Der Liedermacher Philipp Poisel in der Trierer Europahalle. TV-Foto: Daniel John

Trier. Er ist auf dem Teppich geblieben - so sagt man gern von einem bodenständigen Künstler ohne Starallüren. Auf Philipp Poisel trifft das aber auch im wörtlichen Sinn zu: Allen, die es von hinten nicht sehen können, beschreibt der Liedermacher, wie er sich seine Bühne eingerichtet hat: "Ich habe hier einen zwei Quadratmeter großen Perserteppich ausgelegt, den habe ich immer dabei." Für ihn ist es ein Stück Zuhause, das ihn auf seiner Tournee begleitet. Der Teppich ist das Symbol für die Geborgenheit, Sicherheit und Heimat, die Poisel in den Jahren, in denen er als Straßenmusiker in halb Europa unterwegs war, nie gekannt hat.

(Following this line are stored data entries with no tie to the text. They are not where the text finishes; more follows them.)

PR #733, opened 2019-11-20
GG-25867 Fix log level for messages and thread dumps for ignored fail…

alievmirza:
…ures

### DIFF
--- a/modules/core/src/main/java/org/apache/ignite/internal/processors/failure/FailureProcessor.java
+++ b/modules/core/src/main/java/org/apache/ignite/internal/processors/failure/FailureProcessor.java
@@ -20,6 +20,7 @@ import org.apache.ignite.Ignite;
 import org.apache.ignite.IgniteCheckedException;
 import org.apache.ignite.IgniteSystemProperties;
 import org.apache.ignite.configuration.IgniteConfiguration;
+import org.apache.ignite.failure.AbstractFailureHandler;
 import org.apache.ignite.failure.FailureContext;
 import org.apache.ignite.failure.FailureHandler;
 import org.apache.ignite.failure.NoOpFailureHandler;
@@ -36,8 +37,15 @@ import org.apache.ignite.internal.util.typedef.internal.U;
  */
 public class FailureProcessor extends GridProcessorAdapter {
     /** Value of the system property that enables threads dumping on failure. */
-    private static final boolean IGNITE_DUMP_THREADS_ON_FAILURE =
-        IgniteSystemProperties.getBoolean(IgniteSystemProperties.IGNITE_DUMP_THREADS_ON_FAILURE, true);
+    private final boolean igniteDumpThreadsOnFailure =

Fast ein wenig schüchtern betritt der 28-Jährige die Bühne. Davor drängen sich in den ersten Reihen vor allem weibliche Fans im Teenageralter, die ihn mit einem kollektiven Kreischen empfangen. Dabei wirkt Poisel in seinem Ringelshirt geradezu jungenhaft und hat so gar nichts von einem Superstar aus der Casting-Retorte. So nervös, wie er in sein Mikrofon nuschelt, würde ihn ein Dieter Bohlen wohl schon nach Sekunden mit wenig schmeichelhaften Kommentaren von der Bühne jagen. Hier steht einer, der eher das Potenzial zum Antihelden hat.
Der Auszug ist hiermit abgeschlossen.